Scan the records below for the line with "Thanks guys! I've just committed." and the line with "Ah, I see....". Repeat those two lines and every line between them exactly, and nothing else.

Data for review:
- - - - -

PR #708, opened 2015-08-24
TAJO-1782: Check ON_ERROR_STOP flag in TSQL when error is occured

dkhwangbo:
Since the bug tsql suicide itself by any error, check the ON_ERROR_STOP. If it is TRUE, TSQL quit itself with exitcode returned.


jihoonson:
Looks good to me.
@hyunsik, would you mind reviewing this patch? It looks to be related to your recent patches.

hyunsik:
The patch looks good to me. If possible, could you add some unit tests to guarantee the bug fix?

PR #714, opened 2015-08-29
TAJO-1803: Use in-memory derby as the default catalog for unit tests

jihoonson:
[Review on Reviewable](https://reviewable.io/reviews/apache/tajo/714)


jihoonson:
I've also fixed some bugs in catalog.

jihoonson:

tajo-core-tests/src/test/java/org/apache/tajo/engine/query/TestSelectQuery.java
```diff
@@ -26,9 +26,11 @@
 import org.apache.tajo.TajoConstants;
 import org.apache.tajo.TajoProtos.QueryState;
 import org.apache.tajo.TajoTestingCluster;
+import org.apache.tajo.catalog.CatalogConstants;
```
hyunsik: unused imports

tajo-common/src/main/proto/errors.proto
```diff
@@ -157,6 +157,9 @@ enum ResultCode {
   CAT_UPGRADE_REQUIRED                  = 901;  // Migration
   CAT_CANNOT_CONNECT                    = 902;  // Cannot connect metadata server
 
+  // Catalog store
+  UNSUPPORTED_CATALOG_STORE             = 905; // Unsupported type of catalog store
```
hyunsik: It seems to be necessary the prefix ``CAT``.

hyunsik:
I used some trivial comments. You can commit the patch after you reflect them if you agree with my comments.

jinossy:
+1 LGTM

jihoonson:
Thanks for quick review!

PR #715, opened 2015-08-31
TAJO-1802: PythonScriptEngine copies controller and tajo util whenever it is initialized

jihoonson:
I've changed to copy python files exactly once before script engine is started in master. In worker, python files are treated as one of shared resources.

[Review on Reviewable](https://reviewable.io/reviews/apache/tajo/715)


jinossy:
In my opinion, once copied controller.py and tajo_util.py, It does not need to overwrite.
Can you move to TajoWorker.serviceInit and TajoMaster.serviceInit ?

jihoonson:
Thank you for the nice comment. I'll change it.

jinossy:
+1 LGTM!

PR #717, opened 2015-09-02
TAJO-1707: Rack local count can be more than actual number of tasks.

jinossy:


jinossy:
I've remove the cancellation count

jihoonson:
This patch looks good, but totalAssigned is the sum of only hostLocalAssigned and rackLocalAssigned. How about adding a new variable to keep the total number of attempts including cancelled attempts?

jinossy:
Good idea. I'm going to add totalAttempts

jihoonson:
+1 LGTM!

PR #718, opened 2015-09-02
TAJO-1809: Change default value of several configurations

jihoonson:


jinossy:
Great work! 
I ran queries with default configuration successfully 
tajo.task.resource.min.memory-mb 1G

hyunsik:
+1

The patch looks good to me.

jihoonson:
Thanks guys! I've just committed.

PR #720, opened 2015-09-02
TAJO-993: Cleanup the result data in HDFS after query finished.

jinossy:


hyunsik:
+1
The change is straightforward. Ship it.

PR #273, opened 2014-11-18
Experimental support for geteventstore.com as transport

floekke:
Very much work in progress!
Making a pull request as suggested to get some feedback on early stages :)


mookid8000:
not sure about the status for this - I'm closing it for now, as it will probably require quite a few changes to work as a transport for Rebus2

(which should be much easier though - Rebus2's `ITransport` interface is pretty simple)

floekke:
I dropped the implementation because of two things.

1. I got hooked on reactive extensions which offers a more functional way of composing events compared with rebus 'void Handle'. Which I think in comparison lacks in expressivity. 
2. At the moment, to my knowledge, rebus lacks a way of starting a subscription from some offset. E.g. from event or message number 1000.. This is a critical aspect of a log centric architecture..
Did I mention I think rebus is a really well polished library :)

mookid8000:
Ah, I see.... well, Rebus isn't really that well-suited to be an "event processor"... don't know if that's really a thing, but when you say "composing events" and "start a subscription from some offset" I'm thinking about correlating things in time, consumer-driven subscriptions, and event replaying, like you would do in systems based on event sourcing.

I've never used that kind of event processing to integrate systems - I've only used it within an application as a part of that application's event sourcing and CQRS architecture.

Did you take a look at [Cirqus](https://github.com/d60/Cirqus)? Cirqus has a command processor that processes commands, uses aggregate roots to do things and emit events, and then there's a complete subsystem of event processing in the form of asynchronous persistent views. The view subsystem has some nice features, e.g. arbitrary partitioning of the event stream, deterministic replay, automatic catch-up, etc., and both events and views can be stored in SQL Server, MongoDB, PostgreSQL + more.

floekke:
You're absolutely right about the relation to event sourced systems. But
the usefulness of consumer driven subscriptions extend beyond event sourced
systems. Instead of 'replaying old events' it might be 'attach a new
subsystem and process old messages', with no concept of aggregates being
involved..

I'm probably preaching to the choir here but if you haven't heard of kafka
and linkedins log centric architecture, heres some nice material:
https://engineering.linkedin.com/distributed-systems/log-what-every-software-engineer-should-know-about-real-time-datas-unifying

Anyway, once you have had a taste of a log centric architecture, its hard
to go back to a system where messages disappear :)

Regarding 'composing events' and 'event processor' I think sagas in rebus
are a subset of just that. Same goes for 'void Handle' .. 'Void handle'
reminds of the problems of composing event handlers that several reactive
extensions tutorials use as an example of the power of the framework..

I'll take another look at cirqus :)

mookid8000:
Now I understand what you're after :)

And yes, I knew about Kafka (at least the name and the concept), and I can definitely see how it makes it easier to introduce new event-driven applications.

Personally, I haven't really experienced any problems doing that, but maybe it's because I've often worked with systems where we'd introduce new integrations between them at a much much lower rate than we'd, say, introduce new views/change existing views in our CQRS architecture.

Question is whether I do it at such a slow rate because it's hard? I bet using something like Kafka will change the decisions you make because it removes many of the pains in those scenarios...?

mookid8000:
Btw - it's not really a replacement for something like Kafka, but Rebus has a built-in auditing feature whereby all successfully handled messages and all published messages are forwarded to a queue somewhere.

I'm planning on building an archiver that can take messages out of that queue and save them to a big database. One of the planned features is an event replaying function that can be used to replay published events and have them targeted at one specific (probably new) subscriber. I've take a few small steps in that direction, the most recent being [Station](https://github.com/rebus-org/Station), but it doesn't really do that much at the moment, and I think I need to take a few more stabs at the archiver thing before I get something that is right.

floekke:
In our case it looks like by introducing event streams as the main
integration mechanism, our services often don't need to expose any rpc like
api for queries.. In some cases consuming services might build a persistent
view themselves (with just the data they need!) or they might just react to
an event in the typical rebus/msmq fashion :)
It's an extra degree of freedom..
Because its so easy we will probably end up, dare i say it, with a
microservice architecture..
It's funny how kafka and event store are essentially the same thing, the
people behind just have different backgrounds. The kafka people use
terminology from distributed systems theory whereas the event store
terminology is more influenced by greg youngs whole ddd/cqrs/event sourcing
mind set.. I'm not sure thats a good thing for event store, they might be
limiting themselves :)

PR #281, opened 2015-01-02
Subscriptions - fixed throw-catch based subscription strategy

tobiaxor:
This is a normal situation (usually happens every time handler gets up), so shouldn't be handled by an exception.


mookid8000:
looks like it's only those silly Azure tests that are failing - I'll merge it right away :)

mookid8000:
It'll be out in 0.75.2 in a few seconds - thanks! :+1:

PR #282, opened 2015-01-10
Added return to source queue for Azure Service Bus transport.

seankearon:
This has added return to source for Azure Service Bus queues, including updating the RTSQ build.  I've lightly tested this against Azure, but haven't run the project's tests as my environment doesn't support them all.  This change set does not affect any existing code (excepting the build file).  Believe there's a build server with all set up, but not sure if I can access that.


seankearon:
Seems the build can't set up the test Azure SB queues.  Is that related to my pull request?

mookid8000:
it's not related to your PR :) thanks for taking the time to do this, I'll get it merged when I have the time... possibly later today

seankearon:
Cool, didn't think it was.  Hey - thanks for taking the time to make Rebus! :)

mookid8000:
excellent, thanks! :)

(⌐■_■)

Issue #248, opened 2014-07-22
Subscribe to all messages handlers from current assembly


pruiz:
Hi,

I cant seem to find an existing method to subscribe to all IHandleMessage implementations from an assembly (or from the current one). So I normally use something like:

	public static class SubscriptionExtensions
	{
		private static MethodInfo _busSubscribeMethod = typeof(IBus).GetMethod("Subscribe");

		private static IEnumerable<Type> GetMessagesHandledBy(Assembly assembly)
		{
			return assembly
					.ExportedTypes
					.SelectMany(x => x.GetInterfaces())
					.Where(i => i.IsGenericType && i.GetGenericTypeDefinition() == typeof(IHandleMessages<>))
					.Select(x => x.GetGenericArguments()[0])
					.ToArray();
		}

		public static void SubscribeFrom(this IBus bus, params Assembly[] assemblies)
		{
			foreach (var assembly in assemblies)
			{
				foreach (var msg in GetMessagesHandledBy(assembly))
				{
					var _subscribeMethod = _busSubscribeMethod.MakeGenericMethod(msg);
					_subscribeMethod.Invoke(bus, new object[] { });
				}
			}
		}

		public static void SubscribeFromCurrentAssembly(this IBus bus)
		{
			bus.SubscribeFrom(Assembly.GetCallingAssembly());
		}
	}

- - - - -

Answer to the problem:
Thanks guys! I've just committed.

PR #720, opened 2015-09-02
TAJO-993: Cleanup the result data in HDFS after query finished.

jinossy:


hyunsik:
+1
The change is straightforward. Ship it.

PR #273, opened 2014-11-18
Experimental support for geteventstore.com as transport

floekke:
Very much work in progress!
Making a pull request as suggested to get some feedback on early stages :)


mookid8000:
not sure about the status for this - I'm closing it for now, as it will probably require quite a few changes to work as a transport for Rebus2

(which should be much easier though - Rebus2's `ITransport` interface is pretty simple)

floekke:
I dropped the implementation because of two things.

1. I got hooked on reactive extensions which offers a more functional way of composing events compared with rebus 'void Handle'. Which I think in comparison lacks in expressivity. 
2. At the moment, to my knowledge, rebus lacks a way of starting a subscription from some offset. E.g. from event or message number 1000.. This is a critical aspect of a log centric architecture..
Did I mention I think rebus is a really well polished library :)

mookid8000:
Ah, I see.... well, Rebus isn't really that well-suited to be an "event processor"... don't know if that's really a thing, but when you say "composing events" and "start a subscription from some offset" I'm thinking about correlating things in time, consumer-driven subscriptions, and event replaying, like you would do in systems based on event sourcing.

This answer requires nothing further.